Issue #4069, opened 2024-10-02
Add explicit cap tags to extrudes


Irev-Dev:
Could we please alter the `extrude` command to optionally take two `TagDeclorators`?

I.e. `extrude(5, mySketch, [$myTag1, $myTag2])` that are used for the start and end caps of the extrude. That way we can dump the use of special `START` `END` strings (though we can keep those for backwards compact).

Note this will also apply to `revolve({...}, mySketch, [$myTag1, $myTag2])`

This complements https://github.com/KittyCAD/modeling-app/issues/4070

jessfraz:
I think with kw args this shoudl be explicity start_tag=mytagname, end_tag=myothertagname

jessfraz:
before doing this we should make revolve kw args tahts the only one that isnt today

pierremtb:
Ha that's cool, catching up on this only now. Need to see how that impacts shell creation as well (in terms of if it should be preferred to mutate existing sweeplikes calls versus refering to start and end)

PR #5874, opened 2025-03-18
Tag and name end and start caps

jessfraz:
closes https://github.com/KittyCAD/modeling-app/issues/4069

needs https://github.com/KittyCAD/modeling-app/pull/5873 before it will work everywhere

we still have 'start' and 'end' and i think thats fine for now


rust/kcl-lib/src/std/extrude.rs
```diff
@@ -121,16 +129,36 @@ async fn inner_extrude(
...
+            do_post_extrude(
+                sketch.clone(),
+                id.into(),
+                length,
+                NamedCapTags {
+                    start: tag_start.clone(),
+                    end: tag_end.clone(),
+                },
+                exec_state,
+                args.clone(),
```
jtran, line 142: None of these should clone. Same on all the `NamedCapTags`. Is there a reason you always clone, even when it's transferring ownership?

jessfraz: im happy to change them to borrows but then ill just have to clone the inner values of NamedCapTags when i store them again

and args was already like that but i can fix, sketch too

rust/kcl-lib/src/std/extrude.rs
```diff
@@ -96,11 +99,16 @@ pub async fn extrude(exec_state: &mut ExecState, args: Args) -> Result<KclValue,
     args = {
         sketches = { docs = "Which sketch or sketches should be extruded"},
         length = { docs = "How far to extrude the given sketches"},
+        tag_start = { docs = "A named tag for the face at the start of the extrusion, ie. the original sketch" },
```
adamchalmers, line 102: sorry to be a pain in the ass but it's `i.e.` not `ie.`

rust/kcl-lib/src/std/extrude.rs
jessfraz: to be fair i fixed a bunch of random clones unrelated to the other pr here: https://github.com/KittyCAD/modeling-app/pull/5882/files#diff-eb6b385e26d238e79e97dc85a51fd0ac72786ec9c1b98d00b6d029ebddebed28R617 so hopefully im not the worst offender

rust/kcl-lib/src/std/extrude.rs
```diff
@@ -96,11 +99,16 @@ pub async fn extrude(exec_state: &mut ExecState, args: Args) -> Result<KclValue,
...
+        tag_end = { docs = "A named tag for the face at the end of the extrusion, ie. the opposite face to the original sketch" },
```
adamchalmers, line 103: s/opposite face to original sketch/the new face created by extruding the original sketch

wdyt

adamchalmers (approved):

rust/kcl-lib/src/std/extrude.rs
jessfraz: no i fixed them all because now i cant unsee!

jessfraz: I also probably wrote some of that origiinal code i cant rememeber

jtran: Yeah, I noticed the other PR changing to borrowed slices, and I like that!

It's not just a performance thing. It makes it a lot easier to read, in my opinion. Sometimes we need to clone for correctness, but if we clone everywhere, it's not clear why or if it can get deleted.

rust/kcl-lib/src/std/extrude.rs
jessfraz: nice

______

◆ Activity
Count the lines above that contain "revolve", and give only the number.

◆ Written solution
2